(What the task requires):
Check each line of the material that follows, and copy those holding the string "builds".

(Information shown):

PR #27088, opened 2024-02-12
chore: POC Upgrade to AntD v5 one component at a time.

rusackas:
### SUMMARY

Imports Antd 5 as an alias. This would allow us to:
* Migrate a single component from `antd` (v4) to `antd-next` (v5)
* Touch up styles/javascript/etc. using Superset and React Storybook as a guide (Appitools would help here too)
* Once that component looks good, move on to the next.
* When all components have been migrated, remove v4, remove the npm alias, and do a simple find/replace to change `antd-next` to `antd`

### ADDITIONAL INFORMATION

- [ ] Has associated issue:
- [ ] Required feature flags:
- [ ] Changes UI

### DIFF
--- a/superset-frontend/package.json
+++ b/superset-frontend/package.json
@@ -124,6 +124,7 @@
     "abortcontroller-polyfill": "^1.1.9",
     "ace-builds": "^1.4.14",
     "antd": "4.10.3",
+    "antd-next": "npm:antd@5.4.0",
     "babel-plugin-typescript-to-proptypes": "^2.0.0",
     "bootstrap": "^3.4.1",
     "brace": "^0.11.1",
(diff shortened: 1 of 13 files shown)


michael-s-molina:
Ant Design [does not recommend multiple versions to coexist](https://ant.design/docs/react/migration-v5#multiple-versions-coexist) but if that's the best route for us then don't forget to adjust the `ConfigProvider`.

rusackas:
I should also say, this POC isn't done yet... still on my "spare time" to do list:
• Stripping back the style overrides for the affected components, and rebuilding until they match the older stories.
• Auditing Storybook to make sure the relevant stories work as expected (controls, etc)
• Prove out the AntD v5 theming capabilities as planned for SIP-82
• Get Applitools back up and running (which might have a licensing issue to contend with)

rusackas:
I also reserve the right to back away from Select... that's probably a terrible choice to prove things out on. I should start with Label or Button or something more trivial.

PR #27098, opened 2024-02-13
fix: try to fix cypress with magic

mistercrunch:
Cypress is crashing our builds on `master`
Screenshot 2024-02-12 at 6 19 44 PM

I'm trying this because it might have worked for someone on the internets
https://github.com/cypress-io/cypress/issues/7204


mistercrunch:
For the record, first try passed, trying another CI build see if we get lucky again

geido (approved):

(Answer box):
     "ace-builds": "^1.4.14",
Cypress is crashing our builds on `master`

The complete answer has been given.